We deliver content security and compute in one platform. The other architectures, which are older but very robust, you deliver those across three platforms. So we can compete competitively on price and still generate meaningful gross margins. Having said that, I think we're approaching the market, importantly, by leveraging our performance delta, focusing on upselling and cross-selling the security piece, as well as the compute capabilities in that market. So I think the issue is we have a cost structure that allows us to compete but deliver performance differentiated results.

Vernon Essi

I was going to add to that, too. I think just to give a quick background on the platform itself. I mean it's entirely built on a compute framework in Varnish, and it allows a high degree of programmability and allows us to basically do adjustments to the network in software. And so if you look at what Ron was referring to in terms of efficiency, we could do an entire upgrade to the network with software, with new routing and new features that would actually improve traffic, and we can measure that performance over time.

So for example, we're coming-in in a most recent upgrade 20%-plus efficient year-over-year on the exact same footprint of CPUs and hardware investment. And that's very powerful when you're going into some of these contracts and markets with our competition. We can come in at a lower price than they would accept and still have a very handsome gross margin on a relative basis. So that's a good competitive advantage of ours, and we're going to continue to scale that going forward.

And interestingly enough, we went public, that was the whole point of Fastly. And unfortunately, as Ron said, it's sort of -- was out a lockstep a little bit with that investment. And it's been hard on Wall Street for people to see that in the gross margin.
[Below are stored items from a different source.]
PR #1515, opened 2023-09-29
mapping between CS operator and Namespace Scope operator channel

YCShen1010:
issue: https://github.ibm.com/IBMPrivateCloud/roadmap/issues/60615

- If the user provides `v4.2` or a higher channel version when running the script, it will choose the NSS operator from the `v4.2` channel and select the CS operator from the `v4.2` channel or any version higher.
- Conversely, if the user specifies the parameter -c with `v4.1` or a lower version when executing the script, it will select the NSS operator from the same channel as the CS operator channel.

### DIFF
--- a/cp3pt0-deployment/setup_tenant.sh
+++ b/cp3pt0-deployment/setup_tenant.sh
@@ -387,7 +387,7 @@ function install_nss() {
     local cs_channel="${CHANNEL#v}"
     local nss_channel="${NSS_CHANNEL#v}"
 
-    # Check if CHANNEL_NUMERIC is greater than or equal to 4.2, if yes, use NSS channel as v4.2
+    # Check if cs_channel is less than nss_channel, if yes, let NSS channel be the same as CS channel
     if (( $(echo "$cs_channel < $nss_channel" | bc -l) )); then
         NSS_CHANNEL="$CHANNEL"
     fi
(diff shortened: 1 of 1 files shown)


cp3pt0-deployment/setup_tenant.sh
```diff
@@ -102,6 +103,7 @@ function parse_arguments() {
         -c | --channel)
             shift
             CHANNEL=$1
+            NSS_CHANNEL=$1
```
Daniel-Fan, line 106: I believe we could remove this assignment. Check below comment for details.

cp3pt0-deployment/setup_tenant.sh
```diff
@@ -382,15 +384,22 @@ function check_singleton_service() {
 function install_nss() {
     title "Checking whether Namespace Scope operator exist..."
 
+    # Extract the numeric part from the CHANNEL variable using parameter expansion
+    local channel_numeric="${CHANNEL#v}"
+    # Check if CHANNEL_NUMERIC is greater than or equal to 4.2, if yes, use NSS channel as v4.2
+    if (( $(echo "$channel_numeric >= 4.2" | bc -l) )); then
+        NSS_CHANNEL="v4.2"
+    fi
```
Daniel-Fan, line 392: I am wondering if we could avoid hardcode `4.2` and `v4.2` as much as possible?

This is what we have known:
- We already know the latest channel for NSS is `v4.2`, and this is the default value we assign to `NSS_CHANNEL` at the beginning of the script.
- We wanna only update `NSS_CHANNEL` when it has to be updated.
  - The only scenario that we will need to update the `NSS_CHANNEL` is when user using this script to install a old version of CPFS. e.g., `v4.1`.

As a result, we do not need to update `NSS_CHANNEL` when user installs CPFS v4.3+.

```suggestion
    if (( $(echo "$cs_channel < #nss_channel" | bc -l) )); then
        NSS_CHANNEL=$CHANNEL
    fi
```

Daniel-Fan (approved):
/lgtm

PR #1519, opened 2023-10-03
Zen extension update script

bluzarraga:
This script (mounted into the utility image via configmap just like backup zen5 and restore zen5 scripts) looks up the parameter configmap to determine customizations to make to existing zen5 instances. Right now, this is limited to zen extensions.

The script takes in a comma-delimited list of zen extensions from the configmap, searches the database for their ids via the zen api, then sequentially deletes each extension from the database using the zen api.

Could possibly build on this to include necessary logic for custom routes.


bluzarraga:
I have also added a step to the restore_zen5.sh script to interpret the new custom route host name from a specified configmap (the same one as the zen extension) and apply this change to the existing zenservice.

Daniel-Fan (approved):
/lgtm

Daniel-Fan (approved):
/lgtm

But as you know, we'll tell, it's starting to turn a corner and pull out. So it's recovering on that.

Unidentified Analyst

You compete with big companies, you compete with Amazon, with Google. They have tremendous capacity. How do you compete with them? What are the things that you can do in order to avoid the head-on competition? I spoke with the Chief Architect of CDN of Amazon. And when you talk to him, you forget it’s Amazon because it tells me exactly what you're telling me that they're not making money on regular CDN, that they need to find unique services in order to make the money, and they are basically "struggling" not struggling, but "struggling" to find how to differentiate on top of a commoditizing CDN market. So how do you do it on your end to compete with such big giants that have the same -- basically the same problem?

Ron Kisling

I think also -- while you may say we compete, we also sort of partner with some of those same cloud solutions in terms of delivering solutions that optimize delivery of central cloud with the edge cloud. And I sort of come back to the point. I think their focus really is -- if they're looking at it simply as a delivery mechanism at the edge, I think it is going to be hard for them to make a profit. I think our technology in terms of delivering -- and I can come back to this edge cloud platform, but it really is not just delivering content. It's delivering a solution with security and personalization, all on one platform. And by the end of the year with one sort of the management console and you're delivering a solution. And this modern architecture, I think, is going to be kind of the future, if you look at the -- if you will, the architect of the Internet, which is you're going to have the heavy workloads, you're going to have the content all of the central cloud. How do you cache that efficiently, automatically purge and bring in the right traffic and run smaller workloads at the edge to create that experience? And if you're selling that solution versus just delivering straight delivery, that's where the value is. I think somewhere here, if you look at the central cloud, they've moved from pure storage to workloads and a centralized solution. I think the same thing applies here.

Unidentified Analyst

Got it. Security, how is this synergistic -- and I'm asking it without knowing -- I want to understand kind of for people, how is it synergistic to the company? Is it a completely standalone business you're going after? You sell it separately from the other services? Or is it something you sell together basically?

Ron Kisling

Yes. I mean I think we sell it both. I think if you look at our web application firewall, it is the leader in the market. Over 90% of the deployments are run in blocking mode. We have customers that are not running our delivery that are running web application firewall. But I think broadly, the way we look at it is it's really about having the solution and running it on our platform for our customers so they can deploy an experience with the security in place that they need. There's differentiated security that is efficient for them internally to manage as well as this complete solution versus them having to bring in multiple vendors and create a solution.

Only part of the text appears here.